-- Work instructions --
Look through the listing below, and wherever a line has the string "issues", copy it.
== Data supplied
PR #922, opened 2019-12-19
Update to SWIG 4.0.1

blowekamp:


dave3d (approved):
Looks good

blowekamp:
The update to SWIG 4.0 made some significant changes to the mapping of types, and the wrapped `std::vector` class. The integer types have been a little poorly defined and not quite the same on system to system.

With SimpleITK 2.0 we should get this documented and clarified how the integer types are bing mapped.

zivy (approved):

PR #59, opened 2020-11-17
Only support Fisher

patrickf3139:


bucaran:
This is a shame, after you opened https://github.com/oh-my-fish/oh-my-fish/issues/788 I thought you were honestly interested on the community's wellbeing. I guess we were all wrong.

The good part is that it only took a couple weeks before we could see your real intention.

PatrickF1:
^ Removed unnecessarily harsh and demeaning comment from bucaran.

PR #62, opened 2020-11-20
Set the shell to fish in __fzf_search_git_log

benjamineskola:
This was causing a bash syntax error as it was failing to interpret the fish syntax used for subcommands on line 9 (`git show` etc).

### DIFF
--- a/functions/__fzf_search_git_log.fish
+++ b/functions/__fzf_search_git_log.fish
@@ -2,6 +2,10 @@ function __fzf_search_git_log --description "Search the git log of the current g
     if not git rev-parse --git-dir >/dev/null 2>&1
         echo '__fzf_search_git_log: Not in a git repository.' >&2
     else
+        # Make sure that fzf uses fish to execute git show.
+        # See similar comment in __fzf_search_shell_variables.fish.
+        set --local --export SHELL (command --search fish)
+
         set selected_log_line (
             # see documentation for git format placeholders at https://git-scm.com/docs/git-log#Documentation/git-log.txt-emnem
             # %h gives you the abbreviated commit hash, which is useful for saving screen space, but we will have to expand it later below


functions/__fzf_search_git_log.fish
```diff
@@ -1,4 +1,8 @@
 function __fzf_search_git_log --description "Search the git log of the current git repository. Insert the selected commit hash into the commandline at the cursor."
+    # Make sure that fzf uses fish to execute git show.
```
PatrickF1, line 2: Could you move this logic into the else statement, please?

PatrickF1 (approved):
Hi Benjamin, thanks so much for finding and fixing this bug fix! Nice work :)

IlanCosman:
It would be good if we had a more global way of doing this for all fzf.fish invocations of fzf. We have like 5 instances of `set --local --export SHELL (command --search fish)`.

PatrickF1:
@IlanCosman I had the same thought. I can't just set it in conf/fzf.fish because that can cause problems for people whose main shell isn't fish. I suppose I could make a helper called `__fzf_force_use_fish` and call it as necessary. That'd be somewhat more consolidated. What do you think?

IlanCosman:
I don't know that there's actually a nice way of doing this unfortunately. Your method just shortens the line length (unless I'm misunderstanding), but it would be nice if we could just not say it at all in the `_search` functions.

A solution could be having a functions to which one passes the name of the actual function you want called. Better explanation:

Instead of 
```fish
# etc.
```

we do
```fish
bind \cf '__fzf current_dir'
bind \cr '__fzf history'
```

then `__fzf` would look like
```fish
function __fzf -a name
    __fzf_search_$name
end
```

Essentially it prepends the command to every search function. This might increase latency by a minuscule amount. Maybe the status quo is just fine though.

PatrickF1:
How clever of you! Yes that would work. I don't mind the increased latency but it does add another layer of complexity to the code, however thin. Which makes it a bit harder for everyone to maintain. I'll sleep on it. Thanks Ilan!

PR #65, opened 2020-12-07
Ensure history uses fish builtin

reynn:
- specify builtin for history to ensure no aliases

This helps prevent issues with ctrl+r if `history` is aliased to something else.


functions/__fzf_search_history.fish
```diff
@@ -1,9 +1,9 @@
 function __fzf_search_history --description "Search command history using fzf. Replace the commandline with the selected command."
     # history merge incorporates history changes from other fish sessions
-    history merge
+    builtin history merge
```
PatrickF1, line 3: Are you sure we don't want `command` instead of `builtin`. Here, we are using the fish provided version of history and command forces us to use that.

PatrickF1: My bad--sorry--you are right. History is a builtin and so we want `builtin history`. Thanks for your PR!

PatrickF1 (approved):

functions/__fzf_search_history.fish
reynn: Thanks! Here is a reference to the builtin docs in case anyone else comes upon this https://fishshell.com/docs/current/cmds/builtin.html

PR #71, opened 2020-12-31
Show more info when previewing variables and fix missing variables or wrong values

kidonng:
set --show shows more variable info about a variable:

- Scope (global or universal)
- Exported or unexported
- Element count
- Show one element per line, more easy to read

image

image


functions/__fzf_display_value_or_error.fish
```diff
@@ -1,7 +1,7 @@
 # helper function for __fzf_search_shell_variables
 function __fzf_display_value_or_error --argument-names variable_name --description "Displays either the value of the variable passed in, or an informative message if it is not available."
     if set --query $variable_name
-        echo $$variable_name
+        set -S $variable_name | string replace -r "^\\\$$variable_name(: )?" ""
```
PatrickF1, line 4: Can you use `--show` instead of -S, please?

PatrickF1:
Testing this out now, thanks for the awesome idea @kidonng!

functions/__fzf_display_value_or_error.fish
PatrickF1: What's the point of the call to string replace?

kidonng: > Can you use `--show` instead of -S, please?

Sure thing!

> What's the point of the call to string replace?

Make the output more concise. This is the unmodified output of `set --show`:

PatrickF1: Nice, that's very clever, much easier to read indeed

PatrickF1:
So...here's the thing. I'm conflicted. You've put in tons of work but there's a serious problem with using `set --show`. It's not helpful to view the variable scopes because only exported variables show up due to the nature of the `set` command being executed by fzf.
The good news is that using `set --show` is still valuable because it makes array variables much easier to read.

If we can cut out the variable scope info and keep the array variable broken up by line then this'll be a great addition. What do you think?

kidonng:
@PatrickF1 I think we can just dump current variables using `psub`. This gives almost all current variables' info (except for `_` which is always `fish` and `history` which is isn't in `set --show`'s output). For example, we now have correct `SHLVL`:

image

PatrickF1:
Wow that's pretty clever if not a bit too complicated and hacky for my tastes. Let's just not filter out the local variables.
To be honest, I think `set --show`'s output contains too much unnecessary information most of the time and is hard to parse. Most users, I bet, just want to know the value of the variable. With that in mind, I think there's still something to salvage here, and that's to better delineate the values of arrays.

Do you think you can change your code to do just that? Print out each value in the variable on a separate line? Sorry for scrapping the hard work you've put in already. Hopefully we've both learned from it and it's sharpened our shell skills!

kidonng:
> Let's just not filter out the local variables

I'm not. There's no way to show local variables because we are in a function.

> Most users, I bet, just want to know the value of the variable. Scope is generally irrelevant when you're just inspecting the values in an interactive shell.

The scope and element count only occupy the first line. And the index is useful in case you want to slice (`[2..5]`) or remove specific element (`set -e variable[3]`). I can't see why users will find this unhelpful.

> Furthermore, for variables that exist in multiple scopes, it's printed multiple times and that's confusing.

Since we don't show local variables, this is very rare. And AFAIK Fish is going to change this behavior. Can you provide some examples when setting both a global and universal variable is necessary?

> set --show's output contains too much unnecessary information... However, I think there's still something to salvage here, and that's to better delineate the values of arrays.

So I just stripped colon and veritcal line (`|`), how does it look now?

image

kidonng:
I think we can do better. I will push some updates later.

PatrickF1:
Let's back up and make sure we're designing this for what the typical user of this feature wants. I picture they are in their shell and want to inspect the current variables. They'd want and expect to be able to find all the variables that they can currently access when they hit ctrl+v (or whatever they used for their keybinding) and see quickly read their value. i.e. I'd write the user story as "As a fish user, I want to be able to quickly find and inspect any of the shell variables in my current environment". So, it'd be mighty confusing (not to mention backwards incompatible) for us to sudden start removing local variables from fzf, even if we can't give them a value. And that's why I wrote up that special function `__fzf_display_value_or_error.fish` just to tell the user the variable they want can't be inspected because it's local.

PatrickF1:
Hey @kidonng how are you feeling? If this is getting frustrating for you, I'm sorry, but I have to be very picky to protect the plugin in the best interest of ALL potential and current users. If you're tired of going back and forth, let me know and I'll just modify your PR and merge it with your name on it so you still get credit.

kidonng:
> Let's back up and make sure we're designing this for what the typical user of this feature wants. I picture they are in their shell and want to inspect the current variables. They'd want and expect to be able to find all the variables that they can currently access when they hit ctrl+v (or whatever they used for their keybinding) and see quickly read their value. i.e. I'd write the user story as "As a fish user, I want to be able to quickly find and inspect any of the shell variables in my current environment". So, it'd be mighty confusing (not to mention backwards incompatible) for us to sudden start removing local variables from fzf, even if we can't give them a value. And that's why I wrote up that special function `__fzf_display_value_or_error.fish` just to tell the user the variable they want to see can't be inspected because it's local.

Thanks for explaining so thoroughly, but you missed a point. `set --names` doesn't give **any** local variables **outside of the function** from the very beginning (it only shows `$argv` and `$SHELL`, the latter is being removed in this PR). And since fzf.fish doesn't dump current environment, the user is **not inspecting the current variables**, but only variables available from a forked Fish shell. Now this PR is more than just `set --show`, it acutally **fixes the bug**.

`__fzf_display_value_or_error` actually only works for **unexported** variables (because forked shell can't see them), not **local** variables (because there are none).

> Set always shows at least three lines for scope: 1 for local, 1 for global, 1 for universal. That's 3 lines too many. You're right about the index. Let's keep the index.

There are **no** local variables except `$argv`.

> See history, status, pipestatus. I'm sure there's more.

`$history` is a intersting one. It doesn't appear in `set --show`, we have to explicity use `set --show history`. But I just did some experiment and find that any attempt to workaround this will result in chaing `$status` and `$pipestatus`. We can display a error message for it, just like `__fzf_display_value_or_error`.

And `set --show | psub` seems like the only way to retain `$status` and `$pipestatus`:

image

image

And they are not good examples of "setting both a global and universal variable is necessary". Let me repeat myself: there are **no** local variables except `$argv`. These will never be universal variables either. And even you does provide real examples, they will actually consolidate the need to show scopes.

image

> Also, some users (like me actually back when I first learning fish) might have a bunch of set -xg in their config.fish.

We **dumped the variables**, `config.fish` or `conf.d` scripts won't affect anything.

> > Turns out the only way to do this is through set --show. We can't just parse $VARIABLE because we have no idea how they are separated, only Fish knows.
> 
> https://stackoverflow.com/questions/49223562/fish-iterate-over-a-string

I know how to iterate. But in order to display nicely it will need more efforts, and there are some edge cases we need to handle. And we lost `$status` and `$pipestatus`, probably more.

> > Now that colon and veritcal line (|) are also stripped (besides variable name), how does it look? IMHO this is the best compromise to be made.
> 
> Nice work! That's beautiful and I think that's very close to what I want. I still want to remove the lines printing scope though, so I think we need to print out the variable ourselves by following the SO post code I linked above.

If you **really** think that informational line is disturbing, that's fine. As for me, this PR is mostly done.

kidonng:
Summarize:

- No local variables can be shown. Unless you build a custom Fish shell.
- Some variables may still be missing (notably `$history`), we may want to show a message for this.
- The informational line will be kept.
  If there are both a global variable and a universal variable of the same name, most of the time it means users messed up their environment and this serves as a handy tip to remind them to fix it.
  At other time, it will only occupy the first line, but provides three piece of valuable info at a glance. I just don't understand why would this be annoying.
- Use `set --show` instead of iterate/expand variables. This prevents mistakes and preserve useful variables such as `$status` and `$pipestatus`.

I don't want to be stubborn, after all this is your project, not mine. But I really need a convincing reason why something is bad or can be better. And the currect state is way better than before this PR, where there is only a vairable from a forked shell being shown.

PatrickF1:
> set --names doesn't give any local variables outside of the function from the very beginning 

Oh wow you're right. This whole time I was testing it by doing
```
set abcdefg
# then hit Ctrl+v and search for abcdefg and find it
```
but I just realized that it's being set in global not local. Ok I think we haven't been on the same page at all due to my misunderstanding. Let me re-read everything and move on from here. Sorry about my mistake!

> And since fzf.fish doesn't dump current environment, the user is not inspecting the current variables, but only variables available from a forked Fish shell. Now this PR is more than just set --show, it acutally fixes the bug.

You are right. We need to keep psub because for important variables such as status and pipestatus, we need it!

functions/__fzf_search_shell_variables.fish
```diff
@@ -1,16 +1,14 @@
...
     # Pipe the names of all shell variables to fzf and attempt to display the value
     # of the selected variable in fzf's preview window.
-    # Non-exported variables will not be accessible to the fzf process, in which case
-    # __echo_value_or_print_message will print an informative message in lieu of the value.
+    # Using string match to filter variables.
+    # Using string repalace to simplify output.
     set variable_name (
         set --names |
-        fzf --preview '__fzf_display_value_or_error {}'
+        fzf --preview "cat "(set --show | psub)" |
```
PatrickF1, line 8: Do you think it's possible to reduce calls to `set --show | psub` by calling it above and reusing the file returned by psub?

kidonng:
```
❯ type psub
psub is a function with definition
# Defined in /usr/local/Cellar/fish/3.1.2/share/fish/functions/psub.fish @ line 1
function psub --description 'Read from stdin into a file and output the filename. Remove the file when the command that called psub exits.'
```

PatrickF1: Darn...just to confirm I also tested it :(
```
~ ❯ set file_name (echo hi | psub)
~ ❯ cat $file_name
cat: /var/folders/kv/6ynq38897hl_w48jfgzl8w080000gp/T//.psub.S7Je5fqOCy: No such file or directory
```

PatrickF1:
Btw can you clarify what edge cases there are?

>  But in order to display nicely it will need more efforts, and there are some edge cases we need to handle.

kidonng:
Spaces, line breaks, empty lists, to name a few.

functions/__fzf_search_shell_variables.fish
kidonng: > reduce calls to `set --show | psub`

You misread the code. `set --show | psub` only excutes once.

functions/__fzf_display_value_or_error.fish
```diff
@@ -1,10 +1,12 @@
 # helper function for __fzf_search_shell_variables
-function __fzf_display_value_or_error --argument-names variable_name --description "Displays either the value of the variable passed in, or an informative message if it is not available."
-    if set --query $variable_name
-        echo $$variable_name
+function __fzf_display_value_or_error --argument-names variable_name variable_file --description "Displays either the value of the variable passed in, or an informative message if it is not available."
+    set matches (cat $variable_file | string match --regex "^\\\$$variable_name(?::|\[).+")
```
jorgebucaran, line 3: @kidonng [UUOC](https://en.wikipedia.org/wiki/Cat_(Unix)#Useless_use_of_cat). This will do it:

```fish
string match --regex "^\\\$$variable_name(?::|\[).+" <$variable_file
```

jorgebucaran (changes requested):

functions/__fzf_display_value_or_error.fish
PatrickF1: Thanks for helping me review this, Jorge! Please also chime in on the feature design; I know you have a good eye for these things.

functions/__fzf_display_value_or_error.fish
```diff
@@ -1,10 +1,12 @@
 # helper function for __fzf_search_shell_variables
-function __fzf_display_value_or_error --argument-names variable_name --description "Displays either the value of the variable passed in, or an informative message if it is not available."
-    if set --query $variable_name
-        echo $$variable_name
+function __fzf_display_value_or_error --argument-names variable_name variable_file --description "Displays either the value of the variable passed in, or an informative message if it is not available."
```
PatrickF1, line 2: Thanks for bringing back the helper file. Much more readable this way!

functions/__fzf_display_value_or_error.fish
```diff
@@ -1,10 +1,12 @@
...
+    set matches (cat $variable_file | string match --regex "^\\\$$variable_name(?::|\[).+")
+
+    if test -n "$matches"
+        string replace --regex "^\\\$$variable_name(?:: (.+)|(\[.+\]): \|(.+)\|)" '\$1\$2 \$3' $matches
     else
         set_color red
-        echo "$variable_name was not exported to this process so its value cannot be displayed." >&2
+        echo "$variable_name was not dumped so its value cannot be displayed." >&2
```
PatrickF1, line 9: The error message is an abstraction leak. The user doesn't know that we use `set --show | psub` so they will be confused by why the error message is saying it wasn't dumped.

kidonng: We does *export the variable into* a temporary file, but not in the meaning of *export a variable to a subprocess*. I was thinking that keeping the old message may mislead the user. But I guess it's probably no difference.

PatrickF1:
Can you rebase this on master so we can test more confidently? Thanks!

functions/__fzf_search_shell_variables.fish
```diff
@@ -1,16 +1,13 @@
...
-    # Non-exported variables will not be accessible to the fzf process, in which case
-    # __echo_value_or_print_message will print an informative message in lieu of the value.
+    # Non-dumped variables will not be accessible to the fzf process, in which case
+    # __fzf_display_value_or_error will print an informative message in lieu of the value.
+    # Make sure that fzf uses fish to execute __fzf_display_value_or_error, which
+    # is an autoloaded fish function so doesn't exist in other shells.
     set variable_name (
         set --names |
-        fzf --preview '__fzf_display_value_or_error {}'
+        SHELL=$__fish_bin_dir/fish fzf --preview '__fzf_display_value_or_error {} '(set --show | psub)
```
PatrickF1, line 10: Btw, how come you had to move setting SHELL to fish from up there to down here?

kidonng: Was thinking this can possibly remove the local `$SHELL`. Turns out it doesn't so I will revert it.

PatrickF1:
Hey can you rebase since i merged the last PR which touched the `functions/__fzf_search_shell_variables.fish`?
Also hey crazy idea, but what if we made the call to psub at the very top like so:
`bind \cv '__fzf_search_shell_variables (set --show | psub)'?

kidonng:
> 3\. Since you've already put so much work into this, would you mind starring this repo?

Sure! I usually doesn't star a repo if I'm using it or it is well-known, but it doesn't matter.

PatrickF1:
> Sure! I usually don't star a repo if I'm already using it or it is well-known, but it doesn't matter.
Thanks! That makes it all the more special to receive your star! FYI I'm asking for stars is to surpass https://github.com/jethrokuan/fzf. Jethro and I agree that this plugin should be the new de facto plugin in the fzf-fish world.

kidonng:
> 2\. crazy idea, but what if we made the call to psub at the very top like so: `bind \cv '__fzf_search_shell_variables (set --show | psub)`? This way, we can capture even local variables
====
-- Answer area --
This is a shame, after you opened https://github.com/oh-my-fish/oh-my-fish/issues/788 I thought you were honestly interested on the community's wellbeing. I guess we were all wrong.
This helps prevent issues with ctrl+r if `history` is aliased to something else.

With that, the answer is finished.